The following year, in 1991, it began to be broadcast live on NHK General TV, and the year after that, in 1992, it was broadcast publicly at the NHK Hall. Later, it was also broadcast on Satellite TV 2 (BS2). BS2 began broadcasting live, and the broadcast on General TV was a re-edited recording. Also, from 2003, the broadcast on BS2 was changed to a live broadcast recording on the same day. Until then, NHK News 7 had replaced Satellite TV 1 (BS1) and was broadcast.

The 20th anniversary of the NHK's founding, the NHK Hall, was held in 2006, on Thursday, March 9, from 7:00 PM, and was broadcast live on Satellite Channel 2 (7:30 PM - 9:30 PM). A recording was also broadcast on General TV. Still, the original broadcast on Friday, March 17 was postponed to Thursday, March 23 ( 12:15 AM - 1:25 AM, March 24) due to the decision to broadcast a recording of the National Diet session (164th Diet, House of Representatives General Affairs Committee, FY2006 NHK Business Budget Deliberations) (11:00 PM - 4:00 AM, March 18), which has the highest legal priority.

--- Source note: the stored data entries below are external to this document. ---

PR #140, opened 2016-06-29
Update vendoring

agalitsyn:
What was done:
* Upgrade github.com/docker/libkv to latest version to avoid some fixed bugs
* Upgrade vendoring scheme to use normal import paths and `GO15VENDOREXPERIMENT`


agalitsyn:
I close in in favor of #141, because it's easier to merge, only vendor scheme changed, libs are the same version

PR #141, opened 2016-06-30
Godep workspace -> vendor/

agalitsyn:
* Upgrade vendoring scheme to use standard import paths and GO15VENDOREXPERIMENT


sgotti:
@agalitsyn Some months ago I open but never merged #131. I opted for glide + glide-vc since it looked like a cleaner way to handle dependencies and pin their versions without messing with the GOPATH or creating a clean GOPATH with the wanted version for every dependency. Now the same idea is used in other projects like CoreOS rkt and other.

What're your thoughts on this? Will you mind to rebase your work starting with #131?

agalitsyn:
from my point of view there is no dramatic difference between glide and godeps, both do vendoring, so if you prefer glide we can close PR

sgotti:
@agalitsyn Thanks, I'll go ahead with glide and update #131 (also updating libkv as in #140).

sgotti:
Done in #131.

PR #142, opened 2016-06-30
Godep workspace -> vendor/

agalitsyn:
* Upgrade vendoring scheme to use standard import paths and GO15VENDOREXPERIMENT

Related to https://github.com/sorintlab/stolon/pull/141, we can add it to master earlier than in upstream


agalitsyn:
dup of #141

PR #147, opened 2016-09-06
Restrict display of replication password

wchrisjohnson:
Restrict the display of the replication password to debug logging level. Keep the rest of the existing log.infof information.


sgotti:
@wchrisjohnson LGTM. Thanks!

In 2006 (the 21st edition), 2007 (the 22nd edition), 2009 (the 24th edition), and 2010 (the 25th edition), the award press conferences were held at hotels in Tokyo. There were no public audiences, live performances by artists, or television coverage. The press conferences were broadcast as news footage on the variety shows of various stations the following day.

The 2008 (23rd edition) event was held at Tokyo International Forum Hall C on March 2, 2009. It was broadcast live by Tokyo FM and on March 10 by Wowow.

The 2011 (26th edition) event was held at Nicofarre on January 27, 2012, and a digest of the event was broadcast on BS Sky PerfecTV! from 10:00 PM to 11:00 PM on March 2.

Press conferences have been abolished since 2012 (the 27th edition). Instead, the organizers have edited the winners' comments and broadcast them as videos. These have also not been held since 2014 (the 29th edition).